Dynamic Programming Questions Long
Dynamic Programming can be used to solve the matrix chain multiplication problem by breaking it down into smaller subproblems and solving them in a bottom-up manner. The matrix chain multiplication problem involves finding the most efficient way to multiply a series of matrices together.
To solve this problem using Dynamic Programming, we can define a 2D table, let's call it "m", where m[i][j] represents the minimum number of scalar multiplications needed to compute the matrix product of matrices from i to j (inclusive). The dimensions of this table will be (n x n), where n is the number of matrices in the chain.
We start by filling in the diagonal elements of the table, i.e., m[i][i] = 0, as multiplying a single matrix requires no scalar multiplications.
Next, we iterate over the chain length, starting from 2 up to n. For each chain length, we iterate over all possible starting positions of the chain, denoted by the variable "i". The ending position of the chain, denoted by the variable "j", is calculated based on the chain length and starting position.
For each combination of i and j, we calculate the minimum number of scalar multiplications needed to compute the matrix product of matrices from i to j. This can be done by considering all possible partition points within the chain and finding the one that minimizes the total number of scalar multiplications.
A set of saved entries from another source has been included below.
PR #160, opened 2019-11-27
Check that our gene-reuse detection matches the ensembl-metadata report

muffato:
With this change _PrepareMasterForRelease_ will write to a file the list of genomes that are reported to have a new annotation set. Then _LoadMembers_ will compare this list against the set of genomes that are not reused and complains about the differences.

I have introduced a mechanism to manually OK a difference as things like gene name / description updates are probably listed as "new annotation" but it's not something we care about in our reuse detection.
@JAlvarezJarreta made the comment this morning that _LoadMembers_ could read from the JSON reports directly. I decided to have a separate file because for Plants we need only certain species from the Vertebrates report, and I didn't want to list these species again in _LoadMembers_.

What I don't like in this implementation is that the file is created in the pipeline directory, so _LoadMembers_ is configured with a path that we hope is the path of the other pipeline, but if someone else is running it, or if the version suffix differs, this will break.

PS: I have also introduced a new method in _BaseRunnable_: `die_no_retry`, which sets "transient_error" to 0 since there is no point recomparing the lists.

### DIFF
--- a/modules/Bio/EnsEMBL/Compara/PipeConfig/LoadMembers_conf.pm
+++ b/modules/Bio/EnsEMBL/Compara/PipeConfig/LoadMembers_conf.pm
@@ -110,7 +110,7 @@ sub default_options {
 
         # list of species that got an annotation update
         # ... assuming the same person has run both pipelines
-        'expected_updates_file' => '/hps/nobackup2/production/ensembl/' . $ENV{'USER'} . '/prep_' . $self->o('division') . '_master_for_rel_' . $self->o('rel_with_suffix') .  '/annotation_updates.list',
+        'expected_updates_file' => $self->o('shared_hps_dir') . '/ensembl-metadata/annotation_updates.' . $self->o('division') . '.' . $self->o('ensembl_release') . '.list',
     };
 }
 
--- a/modules/Bio/EnsEMBL/Compara/PipeConfig/LoadMembers_conf.pm
+++ b/modules/Bio/EnsEMBL/Compara/PipeConfig/LoadMembers_conf.pm
@@ -111,7 +111,6 @@ sub default_options {
         # list of species that got an annotation update
         # ... assuming the same person has run both pipelines
         'expected_updates_file' => '/hps/nobackup2/production/ensembl/' . $ENV{'USER'} . '/prep_' . $self->o('division') . '_master_for_rel_' . $self->o('rel_with_suffix') .  '/annotation_updates.list',
-
     };
 }
 
@@ -613,4 +612,3 @@ sub pipeline_analyses {
 }
 
 1;
-
--- a/modules/Bio/EnsEMBL/Compara/PipeConfig/LoadMembers_conf.pm
+++ b/modules/Bio/EnsEMBL/Compara/PipeConfig/LoadMembers_conf.pm
@@ -107,6 +107,11 @@ sub default_options {
         # members
         'include_nonreference' => 0,
         'include_patches'      => 0,
+
+        # list of species that got an annotation update
+        # ... assuming the same person has run both pipelines
+        'expected_updates_file' => '/hps/nobackup2/production/ensembl/' . $ENV{'USER'} . '/prep_' . $self->o('division') . '_master_for_rel_' . $self->o('rel_with_suffix') .  '/annotation_updates.list',
+
     };
 }
 
@@ -263,7 +268,16 @@ sub pipeline_analyses {
         {   -logic_name => 'create_reuse_ss',
             -module     => 'Bio::EnsEMBL::Compara::RunnableDB::CreateReuseSpeciesSets',
             -rc_name => '2Gb_job',
-            -flow_into => [ 'nonpolyploid_genome_reuse_factory' ],
+            -flow_into  => [ 'compare_non_reused_genome_list' ],
+        },
+
+        {   -logic_name => 'compare_non_reused_genome_list',
+            -module     => 'Bio::EnsEMBL::Compara::RunnableDB::LoadMembers::CompareNonReusedGenomeList',
+            -parameters => {
+                'expected_updates_file' => $self->o('expected_updates_file'),
+                'current_release'       => $self->o('ensembl_release'),
+            },
+            -flow_into  => [ 'nonpolyploid_genome_reuse_factory' ],
         },
 
         {   -logic_name => 'check_reuse_db_is_patched',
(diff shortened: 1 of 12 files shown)


modules/Bio/EnsEMBL/Compara/RunnableDB/LoadMembers/CompareNonReusedGenomeList.pm
```diff
@@ -0,0 +1,120 @@
...
+        -expected_updates_file <(echo "homo_sapiens"; echo "mus_musculus"; echo "equus_caballus") \
+        -current_release 99 -nonreuse_ss_id 10000002
+
+=head1 DESCRIPTION
+
+This RunnableDB compares the list of genomes that are expected to have an
+annotation update (provided in a file) to the actual list of genomes that
+cannot be reused.
+
+Both lists must match, and the job fill fail if there are any references.
```
CristiGuijarro:
```suggestion
Both lists must match, and the job will fail if there are any references.
```

modules/Bio/EnsEMBL/Compara/RunnableDB/LoadMembers/CompareNonReusedGenomeList.pm
```diff
@@ -0,0 +1,120 @@
...
+=head1 NAME
+
+Bio::EnsEMBL::Compara::RunnableDB::LoadMembers::CompareNonReusedGenomeList
+
+=head1 SYNOPSIS
+
+    standaloneJob.pl Bio::EnsEMBL::Compara::RunnableDB::LoadMembers::CompareNonReusedGenomeList \
+        -compara_db $(mysql-ens-compara-prod-8 details url jalvarez_vertebrates_load_members_99) \
+        -expected_updates_file <(echo "homo_sapiens"; echo "mus_musculus"; echo "equus_caballus") \
+        -current_release 99 -nonreuse_ss_id 10000002
```
JAlvarezJarreta: I didn't know runnables should have this synopsis format... I like it :)
But I would replace `SYNOPSIS` by `EXAMPLE` in this case, as I think the synopsis shouldn't have specific values, e.g. the release number.

modules/Bio/EnsEMBL/Compara/RunnableDB/LoadMembers/CompareNonReusedGenomeList.pm
```diff
@@ -0,0 +1,120 @@
...
+
+This RunnableDB compares the list of genomes that are expected to have an
+annotation update (provided in a file) to the actual list of genomes that
+cannot be reused.
+
+Both lists must match, and the job fill fail if there are any references.
+If a difference happens to be fine, the species can be manually okay-ed
+by adding a parameter named "ok_${species_name}".
+Note: the Runnable respects the "do_not_reuse_list" parameter and won't
+complain that those species are not listed in the file.
```
JAlvarezJarreta: Since we were thinking about improving/updating our PODs, I was wondering if all the "non-eHive-runnable" arguments should be defined with `=item`. Would it be useful?

modules/Bio/EnsEMBL/Compara/RunnableDB/LoadMembers/CompareNonReusedGenomeList.pm
```diff
@@ -0,0 +1,120 @@
...
+
+use Bio::EnsEMBL::Utils::IO qw/slurp_to_array/;
+
+use base ('Bio::EnsEMBL::Compara::RunnableDB::BaseRunnable');
+
+
+sub param_defaults {
+    my $self = shift @_;
+    return {
+        %{ $self->SUPER::param_defaults },
```
JAlvarezJarreta:
```suggestion
        %{ $self->SUPER::param_defaults },

```

modules/Bio/EnsEMBL/Compara/RunnableDB/PrepareMaster/UpdateGenomesFromMetadataFactory.pm
```diff
@@ -53,7 +53,7 @@ sub fetch_input {
 	my $genome_db_adaptor = $self->get_cached_compara_dba('master_db')->get_GenomeDBAdaptor;
 
 	# use metadata script to report genomes that need to be updated
-	my ($genomes_to_update, $renamed_genomes, $genomes_with_assembly_patches) = $self->fetch_genome_report($release, $division);
+	my ($genomes_to_update, $renamed_genomes, $genomes_with_assembly_patches, $updated_annotations) = $self->fetch_genome_report($release, $division);
```
JAlvarezJarreta:
```suggestion
    my ($genomes_to_update, $renamed_genomes, $genomes_with_assembly_patches, $updated_annotations) = $self->fetch_genome_report($release, $division);
```
Since you are already changing the line...

modules/Bio/EnsEMBL/Compara/RunnableDB/LoadMembers/CompareNonReusedGenomeList.pm
muffato: Agreed. Will do that.

modules/Bio/EnsEMBL/Compara/RunnableDB/LoadMembers/CompareNonReusedGenomeList.pm
muffato: Will use `EXAMPLE` instead. With the `=item` list below I think it will be clear how to invoke the runnable

modules/Bio/EnsEMBL/Compara/RunnableDB/LoadMembers/CompareNonReusedGenomeList.pm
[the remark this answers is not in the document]
muffato: `s/references/differences/`

modules/Bio/EnsEMBL/Compara/PipeConfig/LoadMembers_conf.pm
```diff
@@ -107,6 +107,11 @@ sub default_options {
         # members
         'include_nonreference' => 0,
         'include_patches'      => 0,
+
+        # list of species that got an annotation update
+        # ... assuming the same person has run both pipelines
+        'expected_updates_file' => '/hps/nobackup2/production/ensembl/' . $ENV{'USER'} . '/prep_' . $self->o('division') . '_master_for_rel_' . $self->o('rel_with_suffix') .  '/annotation_updates.list',
```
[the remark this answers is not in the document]
muffato: OK. My preference is to use the shared hps space for this file, rather than the warehouse. The JSON report, however, would fit well in warehouse.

The formula to calculate m[i][j] is as follows:
m[i][j] = min(m[i][k] + m[k+1][j] + p[i-1] * p[k] * p[j])
where p[i-1], p[k], and p[j] represent the dimensions of the matrices involved in the multiplication.
By filling in the table in a bottom-up manner, we can eventually obtain the minimum number of scalar multiplications needed to compute the matrix product of the entire chain, which is stored in m[1][n].
Additionally, we can keep track of the partition points that give the optimal solution by maintaining another table, let's call it "s". The table s[i][j] stores the index of the partition point that gives the minimum number of scalar multiplications for the matrix product from i to j.
Once the tables m and s are filled, we can use the information in table s to reconstruct the optimal parenthesization of the matrix chain multiplication.
In summary, Dynamic Programming is used to solve the matrix chain multiplication problem by breaking it down into smaller subproblems and solving them in a bottom-up manner. By filling in a 2D table with the minimum number of scalar multiplications needed for each subproblem, we can eventually obtain the optimal solution for the entire matrix chain.